Recently I had a prolonged event of tachycardia, in all its types, but with occasional episodes of AF when, after about 3 hours of very uncomfortable fast AF, I realised I had gone back into nsr. That was a week ago and was such a relief after feeling unwell for such a long time, the longest I've ever experienced, that I still can't quite believe it. I'm still getting occasional ectopic beats but after four weeks of being severely out of rhythm they seem relatively mild in comparison.

I've been on 120mg Diltiazem twice a day for just over three weeks, after p-i-p Flecainide and Bisoprolol didn't work for me, and (long story short) was given 15th December as date for a fourth ablation at the BHI.

I spoke to the arrhythmia nurse on Monday and told her that I'd gone back into nsr, a phone call from her today via the EP gave me the choice of staying on the Diltiazem and postponing the ablation to another time, or stop taking the meds by tomorrow in the hope that I would go back out of rhythm before the 15th so the EP could see exactly what was going on when he came to do the procedure.

Bristol want me to have an ECG, just to confirm I am in sinus rhythm, so that's booked for tomorrow with the GP. Although my gut feeling is to carry on taking the Diltiazem while it seems to be doing its job, I do wonder, having been given the choice (which I don't like having to make on the spot, it's too big a decision to my mind), whether I should go ahead and have the ablation while it's being offered.

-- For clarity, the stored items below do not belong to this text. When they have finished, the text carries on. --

PR #1223, opened 2026-09-03
Key the vectors model cache by configuration

morgan-coded:
Subindexes using the same encoder path shared one cached model, so later subindexes silently ignored their own `vectors` settings. This keys the cache by the path and load-time configuration, while identical configurations still share a single model load. I reproduced the cross-subindex reuse, added a focused MUVERA settings test, then ran the Hugging Face vectors module with 5 tests passing and pre-commit.

### DIFF
--- a/src/python/txtai/vectors/base.py
+++ b/src/python/txtai/vectors/base.py
@@ -96,9 +96,12 @@ class Vectors:
             model
         """
 
-        # Cache key is the model path plus settings that change the loaded model. Other settings share a single load.
-        config = {"path": path, "method": self.config.get("method"), "vectors": self.config.get("vectors", {})}
-        key = json.dumps(config, sort_keys=True, default=str)
+        # Build a cache key from settings that change the loaded model when a configuration is present.
+        if self.config:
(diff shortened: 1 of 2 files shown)


davidmezzetti:
The original intent behind this caching was to prevent loading the same heavy torch model even when there is different configuration for the underlying model. I think that was probably heavy handed in some cases but there is now the case where the same model will be loaded in memory twice just for a different maxlength.

morgan-coded:
Narrowed the cache key to the path, method and `vectors` settings, so changes to `maxlength`, `tokenizer`, `gpu` or `instructions` share the loaded model as before. Different `vectors` settings still load separately because they change the vectors produced. The test now covers both sharing and separation. I can follow up by caching the underlying model once and building the pooling wrapper per subindex if you would rather take that approach.

davidmezzetti:
Looks like this change needs to wrap a check for `if self.config`. That's what the failing test is from.

morgan-coded:
Guarded the cache-key build with `if self.config`, so a `Vectors` instance created without a configuration reaches `loadmodel` as before. The `testvectors` module passes again.

davidmezzetti:
LGTM - Thank you!

PR #1226, opened 2026-09-04
fix(workflow): add request timeout to ServiceTask

### LINKED ISSUE #1225: [BUG] ServiceTask requests have no timeout and can hang a workflow indefinitely
**Describe the bug**
`ServiceTask` issues HTTP requests with no timeout. The `requests` library has no default timeout, so a workflow that points a `ServiceTask` at a slow or unresponsive endpoint blocks forever with no way to recover. `ServiceTask.register(...)` also exposes no timeout parameter, so there is no way to bound it from configuration.

**To reproduce**
Define a workflow with a `service` task whose URL never responds (or responds very slowly):

```yaml
workflow:
  slow:
    tasks:
      - task: service
        url: http://<unresponsive-host>/endpoint
        method: get
```

Running the workflow hangs indefinitely.

**Location**
`src/python/txtai/workflow/task/service.py`, in `request()`:

```python
if self.method and self.method.lower() == "get":
    response = requests.get(self.url, params=params)      # no timeout=
else:
    response = requests.post(self.url, json=params)       # no timeout=
```

**Expected behavior**
A slow/unresponsive endpoint should raise a timeout rather than blocking the whole workflow, and the timeout should be configurable.

**Proposed fix / precedent**
There is in-repo precedent for a sane default: the URLRetrieve pipeline (`src/python/txtai/pipeline/data/urlretrieve.py:30`) defaults `timeout=30`. Add a `timeout` parameter (default 30) to `ServiceTask.register(...)`, store it, and forward `timeout=self.timeout` to both the GET and POST calls.

**Environment**
txtai master (@6ebfbbb7)

pacocartones:
Fixes #1225.

### Problem

`ServiceTask` calls `requests.get` / `requests.post` with no `timeout=`. Since `requests` has no default timeout, a workflow whose `ServiceTask` points at a slow or unresponsive endpoint blocks **forever**, and `register(...)` exposed no knob to bound it.

### Fix (minimal, follows existing precedent)

- `ServiceTask.register(...)` gains a `timeout=30` parameter, stored as `self.timeout`.
- Both `requests.get` and `requests.post` now pass `timeout=self.timeout`.

The default and shape mirror the in-repo precedent in the URLRetrieve pipeline (`src/python/txtai/pipeline/data/urlretrieve.py:30`, `timeout=30`). Because `TaskFactory.create` does `TaskFactory.get(task)(**config)`, a `timeout:` key in workflow YAML flows through `Task.__init__` straight to `register(timeout=...)` — so it's configurable per task with a safe default.

### Test

Added `testServiceTimeout` to `test/python/testapi/testapiworkflow.py`: a `/slow` GET branch (`time.sleep(2)`) plus a `slow` workflow with `timeout: 1`, asserting `requests.exceptions.Timeout` is raised.

Validated the real `ServiceTask` class against a live local HTTP server that sleeps 2s with client `timeout=1`:
- **Before:** `register() got an unexpected keyword argument 'timeout'` — no way to bound the call.
- **After:** `requests.exceptions.Timeout` raised after ~1.00s.

`black --check` and `pylint` are clean (10.00/10 on both touched files).

> Note: I couldn't run the full `testapiworkflow` suite locally — its `setUpClass` builds the whole API (sentence-transformers + a labels model, multi-GB downloads) which isn't available in my environment. The added test is syntactically valid and correctly wired (config→`register` path traced); its green run should happen in CI. The standalone real-class reproduction above exercises the actual code path.

### DIFF
--- a/src/python/txtai/workflow/task/service.py
+++ b/src/python/txtai/workflow/task/service.py
@@ -19,7 +19,7 @@ class ServiceTask(Task):
     Task to runs requests against remote service urls.
     """
 
-    def register(self, url=None, method=None, params=None, batch=True, extract=None):
+    def register(self, url=None, method=None, params=None, batch=True, extract=None, timeout=30):
         """
         Adds service parameters to task. Checks if required dependencies are installed.
 
@@ -29,6 +29,7 @@ class ServiceTask(Task):
             params: default query parameters
             batch: if True, all elements are passed in a single batch request, otherwise a service call is executed per element
             extract: list of sections to extract from response
+            timeout: request timeout in seconds, defaults to 30
         """
 
         if not XML_TO_DICT:
@@ -42,6 +43,9 @@ class ServiceTask(Task):
 
         # If True, all elements are passed in a single batch request, otherwise a service call is executed per element
         self.batch = batch
+
+        # Request timeout in seconds. Prevents a slow or unresponsive endpoint from blocking the workflow indefinitely.
+        self.timeout = timeout
 
         # Save sections to extract. Supports both a single string and a hierarchical list of sections.
         self.extract = extract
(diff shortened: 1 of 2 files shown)


davidmezzetti:
LGTM - Thank you!

PR #1227, opened 2026-09-04
Select the top documents in LateEncoder by the document axis

morgan-coded:
`LateEncoder` with `limit` smaller than the number of texts returned the best match followed by arbitrary texts because the partition index was taken from the query axis. This selects the partition index from the document axis, while results for `limit=None` or a limit at least as large as the text count stay unchanged. I reproduced the wrong top-three selection, added a focused test, then ran the full similarity module and pre-commit, all passing.

### DIFF
--- a/src/python/txtai/pipeline/text/lateencoder.py
+++ b/src/python/txtai/pipeline/text/lateencoder.py
@@ -109,7 +109,7 @@ class LateEncoder(Pipeline):
         scores = scores.cpu().numpy()
 
         # Get top n matching indices and scores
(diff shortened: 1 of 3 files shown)


davidmezzetti:
Can the test use the `Similarity` pipeline to be consistent with the other `LateEncoder` tests?

morgan-coded:
Moved the limit coverage onto `Similarity(lateencode=True)` to match the neighboring late-encoder tests. `Similarity` was dropping `limit` on that branch, so it now forwards its keyword arguments to the late encoder the same way the labels branch already does. Nothing else changed.

davidmezzetti:
LGTM - Thank you!

PR #1228, opened 2026-09-04
Fix ANN delete on quantized Torch stores and tiny GGML indexes

morgan-coded:
`Torch` ANN `delete()` raised on `uint8` and `float16` stores because its zero rows were `float32`; a GGML index with one row could not `count()`, `delete()`, or `append()`, and an empty index crashed on load. This makes Torch zero rows use the stored dtype, routes GGML row access through one helper, and rebuilds empty tensors from saved dimensions, while non-empty GGUF files remain byte-identical. I added focused tests for both Torch dtypes and the one-row and empty GGML cases, then ran the dense ANN module and pre-commit with no failures.


davidmezzetti:
LGTM - Thank you!

Issue #1161, opened 2026-07-28
`mcpadapt` not working with latest version of `mcp`


davidmezzetti:
`mcp >= 2.0` has breaking changes that is breaking `mcpadapt`. See https://github.com/grll/mcpadapt/issues/88

AmirF194:
Confirmed at HEAD `cf23682` (clean `python:3.12-slim` container, `pip install '.[agent]'`, resolves `mcp==2.0.0` and `mcpadapt==0.1.20` since `setup.py:55`'s `mcpadapt>=0.1.0` has no upper bound on `mcp`).

The crash is real but it doesn't surface where you'd expect. `txtai.agent.tool.factory` does `import mcpadapt.core` at module level (`factory.py:9`), and `mcpadapt/core.py:20` does `from mcp.client.streamable_http import streamablehttp_client`, which no longer exists under `mcp==2.0.0` (renamed to `streamable_http_client`, matching the fastmcp rename linked from the mcpadapt issue):

```
ImportError: cannot import name 'streamablehttp_client' from 'mcp.client.streamable_http'
```

`txtai/agent/__init__.py:5-10` wraps the whole chain (`.base`, `.factory`, `.tool`) in a bare `try/except ImportError`, and on failure swaps in `placeholder.Agent`, whose `__init__` raises:

```
ImportError: smolagents is not available - install "agent" extra to enable
```

So with the `agent` extra actually installed, `from txtai.agent import Agent; Agent(tools=[...], model=...)` raises exactly that message, which is wrong for this case, the extra is present, `smolagents` imports fine on its own, and the real failure is `mcpadapt` -> `mcp` two imports downstream. I checked this on a bisect of the three `try` imports (`.base`, `.factory`, `.tool` individually): only `.tool` (via `.factory` -> `ToolFactory` -> `mcpadapt.core`) fails, `smolagents` itself imports cleanly under `mcp==2.0.0`.

Fixing this needs either an upstream mcpadapt release (tracked in the linked issue) or a version cap here (`mcpadapt>=0.1.0,<x` or pinning `mcp<2.0.0` in the `agent` extra) as a stopgap, plus possibly narrowing that `except ImportError` so a genuine transitive-dependency break doesn't get relabeled as "extra not installed."

Lori10:
[...]

PR #1233, opened 2026-09-08
fix: surface real import failure in agent placeholder error message (…

1printf:
…#1161)

When agent dependencies fail to import (e.g. mcpadapt incompatible with mcp >= 2.0), the placeholder Agent always raised 'smolagents is not available', which was misleading when the agent extra was already installed.

Preserve the underlying ImportError and include it in the placeholder error message so users see the real cause.

- Save original ImportError in txtai/agent/__init__.py
- Include underlying error in placeholder Agent message
- Add tests for both default and enhanced error messages

### DIFF
--- a/src/python/txtai/agent/__init__.py
+++ b/src/python/txtai/agent/__init__.py
@@ -8,5 +8,10 @@ try:
     from .factory import ProcessFactory
     from .model import PipelineModel
     from .tool import *
-except ImportError:
+except ImportError as e:
     from .placeholder import Agent
+
+    # Preserve the underlying import failure so the placeholder can surface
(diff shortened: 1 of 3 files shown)


davidmezzetti:
Hello - Thanks for the effort on this.

This change doesn't really follow the coding standards for the project so first I suggest you make changes there (i.e. _import_error variable). Second I'd say you should just store the exception then calls raise ImportError(...) from <stored exception>.

davidmezzetti:
Do you plan to work on this?

davidmezzetti:
Going to close this PR. Feel free to resubmit if interested with the changes I mentioned.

What are other people's experience with Diltiazem? Is anyone on it long-term and if so what dose do you take? Also do you have any side effects from taking it for a long time?

Thank you for reading this and for any advice or opinion you can give.

9 Replies

Diltiezam didn't suit me one little bit. No calcium channel blockers do as my ankles swell up like balloons.

My question to you is are you prepared for a lifetime of drugs which may stop working or would you rather not try to knock the AF on the head before it gets too much of a hold? The longer you leave it the less likely of a good outcome. IF ablation has been offered why not take it before they take the option away. NHS is never going to get more money so grab it while it lasts. Cynical? maybe? Do understand that you may need more than one procedure and that it WILL take some months for things to settle down afterwards.

Only you can decide but whatever you do make sure that you do it for the right reasons.

By the way you don't need to be in AF at the time of the ablation. They have some clever drugs which they can use to simulate it so I don't necessarily agree with your arrhythmia nurse on that.


Thanks for your observations, Bob, much appreciated and I understand all the points you make.

However, I've already had three unsuccessful ablations. During the last one the EP in Oxford did everything he could to try to stimulate AF during the procedure but couldn't make it happen, and said if he did another one it would have to be when I was out of rhythm, although he later changed that to not doing another as he had done as much as possible previously. The EP in Bristol has also confirmed my being out of rhythm would be the best time to do an ablation this time round, which is why they offered me a date so quickly.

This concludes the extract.